Thanks for the advice. I was thinking about buying a few more yellow labs. I did see other fish in the tank sort of "get in the way" when my labs were doing the dance. The water is fine only the ph is a little low.


----------



## Reefneck (Oct 15, 2005)

Something else I have noticed IME was that the younger fish tend to swallow more than more mature females.

As your mature you will find that they hold till hatching more often. I never fed Bloodworms to mine (Not saying it's a bad idea) but I did isolate the brooding female to a 5G holding tank with tank water and lot's of rockwork.


----------



## Osiris (Jan 18, 2005)

Thing that got me, was "other mbuna" in the tank, cross breeding will more then likely occur.

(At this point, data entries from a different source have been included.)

PR #293, opened 2022-01-25
verify consensus fault extern will need to have the miner address as param

arajasek:
the extern provider (lotus) will have no way of knowing the miner otherwise

### DIFF
--- a/sdk/src/crypto.rs
+++ b/sdk/src/crypto.rs
@@ -22,13 +22,12 @@ pub fn verify_signature(
     let signature = signature
         .marshal_cbor()
         .expect("failed to marshal signature");
-    let signer = signer.marshal_cbor().expect("failed to marshal address");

Fish tend not to breed so often when other fish are in the tank, just an FYI. Also try a water change with just slightly cooler water as well for awhile...


----------



## IloveCichlids (Jul 11, 2005)

I have never had a problem with my yellow labs breeding with other fish in the tank. I have two yellows and they breed all the time. Most of the fry do not make it due to the other fish eating them but I do have about 4, 1/2- 3/4" fry in my tank. I have always noticed they like the water changes. you could try aand put a couple more in there. I had four and found a pair though.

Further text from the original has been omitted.